Rycko Menoza SZP. dalam paparannya yang memberikan kuliah umum Peran dan Tugas Kepala Daerah serta Tokoh Pemuda mengatakan, bahwa Pemuda harus memanfaatkan masa muda dengan hal-hal yang bermanfaat dan baik. Kaum muda adalah penerus dan pewaris bangsa dan negara ini, baik buruknya bangsa ke depan tergantung kepada bagaimana generasi mudanya, apakah generasi mudanya memiliki kepribadian yang kokoh, memiliki semangat nasionalisme dan karakter yang kuat untuk membangun bangsa dan negaranya, Ujarnya. 
 
 
Lebih lanjut Rycko menjelaskan bahwa secara umum pemuda atau mahasiswa menyandang empat fungsi strategis, yaitu sebagai penyampai kebenaran, sebagai agen perubahan, sebagai generasi penerus masa depan dan sebagai transformasi nilai-nilai kepemimpinan, jelas Rycko. Pemuda atau mahasiswa dituntut untuk berperan lebih, tidak hanya bertanggung jawab sebagai kaum akademis, tetapi diluar itu wajib memikirkan dan mengembang tujuan bangsa. Hal ini dapat ditunjukkan dengan secara santun tanpa mengurangi esensi dan agenda yang diperjuangkan, semangat mengawal dan mengawasi jalannya reformasi, dan memiliki sikap kritis, jelas Rycko.
 

Sementara itu, dalam penjelasannya Heru Sambodo, ST., MH. yang memberikan materi Peran dan Fungsi DPRD dalam Kehidupan Otonomi Daerah memaparkan bahwa DPRD adalah Lembaga Perwakilan Rakyat di daerah yang terdiri atas anggota partai politik peserta pemilihan umum (Pemilu) yang dipilih berdasarkan suara terbanyak dari hasil pemilihan umum. Peran dan fungsi DPRD dalam otonomi daerah adalah sebagai wakil rakyat dan sebagai unsur penyelenggara pemerintahan daerah, menampung aspirasi masyarakat serta memperjuangkan kepentingan rakyat dalam proses pemerintahan dan bernegara, dan sebagai mitra yang berkedudukan sejajar dengan kepala daerah, papar Heru. 
 
Sedangkan Letkol. Tri Budi Utomo, SE. dalam penjelasannya mengenai Wawasan Kebangsaan dalam Memperkuat 4 Pilar Bangsa mengatakan bahwa kebangsaan adalah suatu komitmen hati nurani untuk membangun ikatan emosional dan rasional diantara berbagai realitas kesukuan, ras, agama, warna kulit, dan budaya serta kepentingan yang berbeda, ucapnya.

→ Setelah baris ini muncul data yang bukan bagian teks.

PR #610, opened 2023-11-28
feat(composer, sequencer): add trusted top of block relay

itamarreif:
NOTE: This is very much still a work in progress - doesn't compile. Will fill out details below and provide a design doc as implementation progresses.

## Summary

## Background

## Changes

## Testing
How are these changes tested?

## Breaking Changelist

## Related Issues

closes


crates/astria-proto/src/native/composer/block_relay/v1alpha1/server.rs
```diff
@@ -0,0 +1,81 @@
...
+        sequencer::v1alpha1::Address,
+    },
+};
+
+pub(super) struct TopOfBlockRelayService {
+    // Channel to request the current best bid from the top of block relay actor
+    // TODO: needs a better name
+    best_bid_request_tx: mpsc::Sender<oneshot::Sender<SignedBundle>>,
+    // Bids that have been committed to by proposers
+    pending_commitment: HashMap<Address, SignedBundle>,
```
itamarreif, line 31: A few problems I have with this:
1. Should this state be kept here or should this object communicate via channels to the service object (in the composer crate)?
2. I need to keep the `SignedBundles` that are waiting for a commitment since the commitment will need to be verified against them. If I map it from address, and the `GetBidRequest` has an address field, anyone can call this with a fake address and override the proposer's pending state. Am I overthinking this? Should `GetBidRequest` require the proposer to sign over the block height for which they want the bundle?

crates/astria-composer/src/block_relay/server.rs
```diff
@@ -0,0 +1,65 @@
...
+    generated::block_relay::v1alpha1::top_of_block_relay_server::TopOfBlockRelayServer,
+    native::composer::block_relay::v1alpha1::bid::Bundle,
+};
+use tokio::sync::{
+    mpsc,
+    oneshot,
+};
+use tonic::transport::Server;
+
+pub(super) struct ProposerSubmission {
```
itamarreif, line 17: Should probably just get rid of this and launch the server from `BlockRelay` - still a WIP.

crates/astria-proto/src/native/composer/block_relay/v1alpha1/client.rs
```diff
@@ -0,0 +1,91 @@
...
+    SignedBundle,
+};
+use crate::generated::block_relay::v1alpha1::{
+    top_of_block_relay_client::TopOfBlockRelayClient,
+    GetBidRequest,
+    GetBundleRequest,
+};
+
+#[derive(Debug, thiserror::Error)]
+pub enum Error {
```
itamarreif, line 20: these need cleaning up

crates/astria-proto/src/native/composer/block_relay/v1alpha1/bid.rs
```diff
@@ -0,0 +1,159 @@
...
+        Ok(Self {
+            block_height: raw.block_height,
+            bid,
+            payload,
+        })
+    }
+}
+
+#[derive(Debug, thiserror::Error)]
+pub enum OpaqueBidError {
```
itamarreif, line 94: these should probably have something similar to what's done for `SignedTransactionError` and the like in [`sequencer::v1alpha1`](https://github.com/astriaorg/astria/blob/80cbef399b2d6e688671cbda887a1294a55d2ddd/crates/astria-proto/src/native/sequencer/v1alpha1.rs#L23) instead of these silly error enums

crates/astria-composer/src/block_relay/mod.rs
```diff
@@ -0,0 +1,43 @@
...
+        let (committed_bundle_tx, committed_bundle_rx) = mpsc::channel(1);
+        let proposer_submission =
+            ProposerSubmission::new(addr, best_bid_tx, committed_bundle_tx).await?;
+
+        Self {
+            proposer_submission,
+        }
+    }
+
+    pub async fn run_until_stopped(self) -> eyre::Result<()> {
```
itamarreif, line 29: still need to fill in the async stuff here

itamarreif:
closing since this implementation will no longer be used. a new design doc has been posted on notion: https://www.notion.so/astria-org/Trusted-Auction-Relay-PoC-c45ffa2d83bc4f158f8a25b6bea5188e?pvs=4

PR #611, opened 2023-11-28
feat(cli)!: update to use new chart structure, dusk-2

joroshiba:
## Summary
Updates the CLI to work with dusk-2 and the many chart structural updates since then.

## Background
Migrating to dusk-2 which uses new charts which are improved, but have some structural differences

## Changes
- added a `debug` flag and default false on deploy. Now defaults to not printing all k8s
- deduped the sequencer rpc constants
- updated to support namespaces with the new globals
- added naming on the celestia light node to avoid collisions in same namespace
- made namespaces set via the rollup config file

## Testing
Manually deployed a local chart

## Breaking Changelist
- Different APIs hit, supports different charts. The yaml files from previous cli will not be compatible.


SuperFluffy (approved):
Looks fine to me taking into account that you tested it by running

noot (approved):

PR #613, opened 2023-11-29
fix(conductor): validator height should be trailing

joroshiba:
## Summary
Updating to match updated understanding of validator heights. 

## Background
PR https://github.com/astriaorg/astria/pull/589 updated to use the trailing validator, since this is the validator set AFTER the block, but this check was not updated so blocks from DA always rejected.

## Changes
- minor update to da logic

## Testing
CI


noot (approved):
do you want to merge this into main?

PR #617, opened 2023-11-29
feat(conductor): don't attempt to execute finalized blocks

joroshiba:
## Summary
Added a check to check if block is already finalized and bypass attempt at finalization if so. In doing so refactored some logic around how we determine executable block height to avoid duplicating data.

## Background
Accidental double posting of data made a rollup die, and tracking finalized block required slightly different approach due to the way we do block finalization right now (finalized based on latest seen in DA)

## Changes
- Refactor executable block logic
- Add finalizable block logic

## Testing
CI + Manual testing


crates/astria-conductor/src/executor/mod.rs
```diff
@@ -568,19 +568,49 @@ impl Executor {
         Ok(())
     }
 
-    pub(crate) fn get_executable_block_height(&self) -> u32 {
-        self.executable_block_height
+    pub(crate) fn get_executable_block_height(&self) -> Result<u32> {
```
noot, line 571: add a comment saying this returns a sequencer block height

noot (approved):

sambukowski (approved):

crates/astria-conductor/src/executor/mod.rs
```diff
@@ -427,10 +417,11 @@ impl Executor {
     /// returns the previously-computed execution block hash.
     #[instrument(skip(self), fields(sequencer_block_hash = ?block.block_hash, sequencer_block_height = block.header.height.value()))]
     async fn execute_block(&mut self, block: SequencerBlockSubset) -> Result<Block> {
-        if u64::from(self.executable_block_height) != block.header.height.value() {
+        let executable_block_height = self.get_executable_block_height()?;
```
SuperFluffy, line 420: Context

SuperFluffy: https://github.com/astriaorg/astria/pull/620

PR #621, opened 2023-11-30
fix(conductor): fail hard when executing blocks fails

SuperFluffy:
## Summary
Return an error when executing blocks fails because this means the block chain state is no longer reconcilable.

## Changes
- Return errors rather than just logging them when encountering errors during block execution.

Selain itu, Beliau juga menjelaskan tentang 4 pilar kebangsaan yaitu, 1) Pancasila; 2) UUD 1945; 3) Bhineka Tunggal Ika; dan 4) NKRI. Menurutnya pemimpin masa depan yang diharapkan harus berkarakter, visioner, kuat, amanah, dan memiliki keteladanan luhur dalam mengamalkan 4 pilar, ujarnya. 
 
Selain itu, dalam kesempatan yang sama Prof. Dr. Satria Bangsawan, S.E., M.Si. memberikan kuliah umum Peranan Penting Perguruan Tinggi dalam Pengembangan Karakter Mahasiswa untuk Meningkatkan Daya Saing Bangsa. Sedangkan Dr. H. Bujang Rahman, M.Si. memberikan materi Belajar Efektif di Perguruan Tinggi.